Wang FL, Galán CA, Lemery-Chalfant K, Wilson MN, Shaw DS. J. Abnorm. Psychol. 2020; ePub(ePub): ePub.

Copyright

(Copyright © 2020, American Psychological Association)

DOI

10.1037/abn0000525

PMID

unavailable

Abstract

Unique pathways to adolescents' co-occurring internalizing/externalizing problems, a severe and common form of psychopathology, remain poorly delineated; this paucity of knowledge impedes the development of personalized interventions. We examined established measures of genetic risk and early childhood temperamental dimensions to clarify potentially distinct pathways to adolescents' co-occurring internalizing/externalizing problems. Participants were drawn from a longitudinal randomized controlled trial of a family-based intervention.

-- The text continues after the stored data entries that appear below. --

Issue #1281, opened 2022-11-03
Create new BTQ integrator option to force a full copy of input files


prioux:
By default, CBRAIN tasks create symbolic links to the CBRAIN DP cache for all the input files that the task need; that way inputs can be shared by multiple task without too much data duplication.

The symbolic links are created by the make_available() utility method in class ClusterTask.

Some stupid tasks though MUTATE their own input data, so creating a symlink doesn't work anymore, the input data of one task would perturb the input data of another one directly in the cache area.

I'd like a new option for make_available() where instead of creating a symlink, the method would make a full copy of the input data directly in the task workdir.

I'd also like this option to be invoked when a Boutiques descriptor for the new integrator contains a statement about making a full copy. This shouldn't be implemented as a module, but as an option in the `custom` section of the descriptor.

natacha-beck:
Could be closed par part of the PR #1452

prioux:
@natacha-beck Indeed. But then I'm not sure about #1299 ?

prioux:
Done from PR #1452

PR #1299, opened 2023-01-27
flag to copy input data to work folder

MontrealSergiy:
This to reduce corruption of input data and race conditions with input mutating scientific tools, see #1281 for description

### DIFF
--- a/BrainPortal/app/models/boutiques_cluster_task.rb
+++ b/BrainPortal/app/models/boutiques_cluster_task.rb
@@ -83,7 +83,8 @@ class BoutiquesClusterTask < ClusterTask
 
       # Most common situation
       if ! input.list || ! userfile.is_a?(CbrainFileList)
-        make_available(userfile, userfile.name)
+        copy_file = descriptor.custom.dig('cbrain:full-copy-input-files')&.include?(input.id)
+        make_available(userfile, userfile.name, nil, nil, copy_file)
         next
       end
 
@@ -91,7 +92,8 @@ class BoutiquesClusterTask < ClusterTask
       userfile.sync_to_cache
       userfile_list = userfile.userfiles_accessible_by_user!(user, nil, nil, file_access_symbol)
       userfile_list.compact.each do |subfile|
-        make_available(subfile, subfile.name)
+        copy_file = descriptor.custom.dig('cbrain:full-copy-input-files')&.include?(input.id)
+        make_available(userfile, userfile.name, nil, nil, copy_file)
       end
     end
 
--- a/BrainPortal/app/models/boutiques_cluster_task.rb
+++ b/BrainPortal/app/models/boutiques_cluster_task.rb
@@ -81,9 +81,11 @@ class BoutiquesClusterTask < ClusterTask
       next if userfile_id.blank? # that happens when it's an optional file
       userfile    = Userfile.find(userfile_id)
 
+      # this flag indicates should one
+      copy_file = descriptor.custom.dig('cbrain:full-copy-input-files')&.include?(input.id)
+
       # Most common situation
       if ! input.list || ! userfile.is_a?(CbrainFileList)
-        copy_file = descriptor.custom.dig('cbrain:full-copy-input-files')&.include?(input.id)
         make_available(userfile, userfile.name, nil, nil, copy_file)
         next
       end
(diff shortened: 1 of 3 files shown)


MontrealSergiy:
test boutiques at https://github.com/MontrealSergiy/cbrain-plugins-test/blob/main/boutiques_descriptors/copy_flag_demo.json

prioux:
I don't really want a new attribute in the tool config structure, rather I want a simple implementation that just copies files when make_available is called with a new option:

```ruby
def make_available(userfile, file_path, userfile_sub_path = nil, start_dir = nil, copy_files = false)
```

On the Boutiques descriptor side, all I want is support for:

```json
    "custom": {
        "cbrain:full-copy-input-files": [ "inputid1", "inputid2", "inputid3" ],
```

prioux (changes requested):
See my previous comment.

* Remove all tool config changes
* Add copy_files option to make_available()
* Adjust BTQ integrator to set copy_files to true when calling make_available

MontrealSergiy:
> * BTQ integrator to set copy_files

Note that I see several uses of make_available, besides the BTQ integrator e.g. i
such as boutiques_input_subdir_maker, bids_app_maker

Should I address them too? Would dev continue to use it in modules ?

probably, it safer to pull property automatically, maybe yet another parameter copy_input_as_in_boutiques?


should I add copy_input there too?

MontrealSergiy:
Looks like rebase gone wrong still working

BrainPortal/app/models/boutiques_cluster_task.rb
```diff
@@ -83,15 +83,17 @@ def setup #:nodoc:
 
       # Most common situation
       if ! input.list || ! userfile.is_a?(CbrainFileList)
-        make_available(userfile, userfile.name)
+        copy_file = descriptor.custom.dig('cbrain:full-copy-input-files')&.include?(input.id)
```
prioux, line 86: You are extracting this option twice, once at line 86 and once at line 95, and at line 95 you are also doing it within an internal loop. This flag doesn't change over time, extract it just once for the input, at around line 83!

BrainPortal/app/models/cluster_task.rb
```diff
@@ -485,13 +488,21 @@ def make_available(userfile, file_path, userfile_sub_path = nil, start_dir = nil
...
-      # catch the error in the situation.
+
+      # copying code
+      return userfile.cache_copy_to_local_file(full_path) if copy_file
+      # presently we do not save what (user)file is copied so no exception is raised
+      # if file or link exists already
+
+      # symlinking code
       unless File.symlink?(file_path.to_s) && File.readlink(file_path.to_s) == target.to_s
+        # Do nothing is symlink already exists with proper value.
```
prioux, line 502: You moved the comment block that explains the logic of the `unless` statement UNDER the unless statement, why? That makes the code more difficult to understand.

BrainPortal/app/models/cluster_task.rb
```diff
@@ -485,13 +488,21 @@ def make_available(userfile, file_path, userfile_sub_path = nil, start_dir = nil
...
+
+    # Create the symlink or copy input data
     Dir.chdir(self.full_cluster_workdir) do
-      # Do nothing is symlink already exists with proper value.
-      # If there is something not a symlink in the way, or a symlink with a different
-      # value, the symlink() method will crash, which is what we want to
-      # catch the error in the situation.
+
+      # copying code
+      return userfile.cache_copy_to_local_file(full_path) if copy_file
```
prioux, line 496: This doesn't work if the caller of make_available() has specified a `userfile_sub_path` in argument. You're only supporting the case where we need a full copy of a FileCollection, but the not case where we need a copy of a partial subtree/subfile.

prioux:
Please also look at supporting this option in the original Boutiques integrator. This code only supports the new integrator. If it's too complicated, let me know. We don't use the old integrator anymore, so maybe it's not worth it.

prioux (changes requested):
Bugs and adjustements.

MontrealSergiy:
rebased

prioux:
I am closing this PR without merging because anyway we now have a modules that does this sort of thing.

PR #1300, opened 2023-01-31
Ext3 capturing of files in cbrain tasks

prioux:
Adds a new feature. Admins can configure that a subdirectory in a task's work directory will be bound to a mounted ext3 filesystem-in-a-file. In the ToolConfig object, in the "overlays" section, this is done with directives like:

ext3capture:work=40G

which will create an empty 40 Gb file `.capt_work.ext3` in the work directory, format it as ext3, and then when the singularity container is started, the directory `{WORKDIR}/work` will be used as a mountpoint.

As an additional feature, without modifying the ToolConfig, a designer of a boutiques descriptor can add a similar specification in the 'custom' section (see BoutiquesExt3Capturer in this PR).

### DIFF
--- a/BrainPortal/app/models/cluster_task.rb
+++ b/BrainPortal/app/models/cluster_task.rb
@@ -689,7 +689,7 @@ class ClusterTask < CbrainTask
       self.make_cluster_workdir
       self.apply_tool_config_environment do
         Dir.chdir(self.full_cluster_workdir) do
-          setup_success   = self.meta[:submit_without_setup] || self.setup
+          setup_success = self.meta[:submit_without_setup] || self.setup
           if ! setup_success  # as defined by subclass
             self.addlog("Failed to setup: 'false' returned by setup().")
             self.status_transition(self.status, "Failed To Setup")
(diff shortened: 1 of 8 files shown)


natacha-beck (approved):
Tested on my end with my local Bourreau works fine.

BrainPortal/app/models/cluster_task.rb
```diff
@@ -2330,17 +2330,27 @@ def singularity_commands(command_script)
...
-    cache_dir     = self.bourreau.dp_cache_dir
+    # (2) The root of the DataProvider cache
+    cache_dir      = self.bourreau.dp_cache_dir
+    gridshare_dir  = self.bourreau.cms_shared_dir # not mounted explicitely
+    cache_dir_syml = "#{gridshare_dir}/DP_Cache"
 
-    # (6) The path to the task's work directory
-    task_workdir  = self.full_cluster_workdir
+    # (3) Ext3 capture mounts, if any.
+    # These will look like "-B .capt_abcd.ext2:/path/workdir/abcd:image-src=/"
```
MontrealSergiy, line 2345: are you sure it is ext2 not ext3? (Not like I hold a grudge toward ext2 or ext4, who knowns, they might work as well, it is just everywhere else you say ext3

prioux: It's an error in the comment. It's ext3. ext2 is not supported by Singularity anyway.

PR #1304, opened 2023-02-13
Updating the list of users in a workgroup (Bug1+Bug2)

natacha-beck:
I was annoyed by this issue and couldn't ignore it.

The fix concerns bug 1 for the moment:

> the users already members of the project don't have their checkboxes pre-selected in table A

**Note**: the `select_all_box` is also used in `bourreaux/rr_disk_usage`. 
Seems to be a little bit buggy too in rr_disk_usage when you: 
- select_all a row then select_all a column (see screenshot 1)
- then unselect the row did not unable the all column (see screenshot 2).

image

Then

image

### DIFF
--- a/BrainPortal/app/helpers/dynamic_form_helper.rb
+++ b/BrainPortal/app/helpers/dynamic_form_helper.rb
@@ -49,9 +49,12 @@ module DynamicFormHelper
   # Create a checkbox that will select or deselect all checkboxes on the page
   # of class +checkbox_class+.
   # Most +options+ are just treated as HTML attributes.
-  # Except +options[:persistant_name]+; if provided,
-  # an additional hidden input will be added to track
-  # the state of the select_all checkbox.
+  #
+  # Except:
+  #   - +options[:persistant_name]+: if provided, an additional hidden
+  # input will be added to track the state of the select_all checkbox.
+  #   - +options["data-noload"]+: if true, the select_all checkbox will
+  # not be updated when the page is loaded.
   def select_all_checkbox(checkbox_class, options = {})
     options[:class] ||= ""
     options[:class]  +=  " select_all"
--- a/BrainPortal/app/helpers/dynamic_form_helper.rb
+++ b/BrainPortal/app/helpers/dynamic_form_helper.rb
@@ -58,7 +58,6 @@ module DynamicFormHelper
 
     options["data-checkbox-class"] = checkbox_class
 
-
     options["data-noload"] = "true" if options["data-noload"]
     atts  = options.reject{|x| x.to_s === "persistant_name"}.to_html_attributes
 
--- a/BrainPortal/app/helpers/dynamic_form_helper.rb
+++ b/BrainPortal/app/helpers/dynamic_form_helper.rb
@@ -49,7 +49,7 @@ module DynamicFormHelper
   # Create a checkbox that will select or deselect all checkboxes on the page
   # of class +checkbox_class+.
   # Most +options+ are just treated as HTML attributes.
-  # Except +options[:persistant_name]+; if provided, 
+  # Except +options[:persistant_name]+; if provided,
   # an additional hidden input will be added to track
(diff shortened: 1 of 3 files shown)


natacha-beck:
@MontrealSergiy please have a look to the following fix and test it.

MontrealSergiy:
@natacha-beck Hi Natacha, will do could you please explain why do you need emulate load event at all? I fail to follow, is it for some special cases of "persistent" check-boxes?

prioux:
Not only that, this new option is secret, it's not even documented in the usage statement of

```ruby
def select_all_checkbox
```

MontrealSergiy:
On bright side Bug1 addressed - current users shown after the click on the edit (though select_all boxes are not)

MontrealSergiy:
for new issue you mentioned a quick fix could be use on change even instead on click. Yet I bet recomputing everything might be faster in some corner cases

MontrealSergiy (approved):
seems to work (the issue addressed) not sure is solution optimal

natacha-beck:
The fact that we called click_select_all on load made the checkbox of the active user (table) dependant of the status of WorkGroup/SiteGroup selection. 
That's was the reason why no user was selected (previous member of the group was ignored), and why I introduce the noload option. 

Seems to work properly I will have a closer look, the logic here seems strange when it apply to the project group. Maybe due to a mix between user information and WorkGroup/SiteGroup information.  That confirm @prioux suspicion about: 
> I suspect there is a confusion about the IDs and classes associated with the normal checkboxes in table A and the master select checkboxes in table B.

MontrealSergiy:
@natacha-beck I was just wondering if you must at all, why do you, on load, define subordinate from master and not vise versa? Are there any special use cases? Perhaps related to persistence?

MontrealSergiy:
I do not think Bug 2 reported Pierre is strange or some id confusion. It follow the logic you implemented (masters mirror the state of subordinates). Well, the issue you mentioned in the beginning of PR is most likely also present on group though less anoying than on that rr_disk_usage table

MontrealSergiy:
A side note with your changes master-slave terminology probably does not apply any more. Maybe Leader/Group Lead checkbox? Representative checkbox? Delegate checkbox? Elder checkbox? Head? Principal? Chieftain? Foreman? :)

prioux:
There is too much talking here. I just want a solution. Make it all work like before the bug occurred. No programming shenanigans. Keep things simple. The select_all_checkbox() helper was committed by Tarek in Nov 2011, I don't want programmers to no longer be able to use it as it was designed.

MontrealSergiy:
Natacha groups Bug 1 seem addressed, not sure how macaques should work never tried it before. Will install and test tomorrow. The "bid app handler" seems suspicious, not sure how other checkboxes might be affected.  Please mention in method comment/docs that checkboxes will be reinitialized to master value. Maybe keep copy of old branch we do not which would be preferred

natacha-beck:
It fix both bug.

MontrealSergiy:
Confirm Bug 1 and so-called Bug 2 addressed.

MontrealSergiy:
the difference in behaviour for persistent case might be documented better ( the fact that for persistant case you reinit subordinate checkboxes to select all box value, even if they already have checked property still suprizing, best to mention if not explain)

MontrealSergiy:
you mean Bug1 Bug2 or something else'

MontrealSergiy:
do you use safari or chrome?

prioux:
I've not even gotten to bug 2 yet. As soon as I open any workproject in CBRAIN, the users currently in the project are not pre-selected. Why did you guys say this was fixed?

prioux:
Firefox.

MontrealSergiy:
refresh? Ctrl F5

prioux:
I think Firefox caches Javascript libraries much more aggressively than other browsers

prioux:
My sincere apologies!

The study employed multiple informants and methods, including observer ratings of toddlers' negative affectivity and behavioral inhibition, and primary caregiver ratings of toddlers' inhibitory control; internalizing and aggression polygenic risk scores (PRS) based on prior meta-genome-wide association studies (GWAS); and parents' and teachers' reports of adolescents' internalizing and externalizing problems. Higher levels of the aggression PRS indirectly predicted primary caregiver- and teacher-reported co-occurring problems relative to all other groups through greater early childhood negative affectivity. Lower levels of the aggression PRS and higher levels of the internalizing PRS indirectly predicted co-occurring problems relative to the externalizing "only" and low problem groups (primary caregivers only) through greater early childhood behavioral inhibition.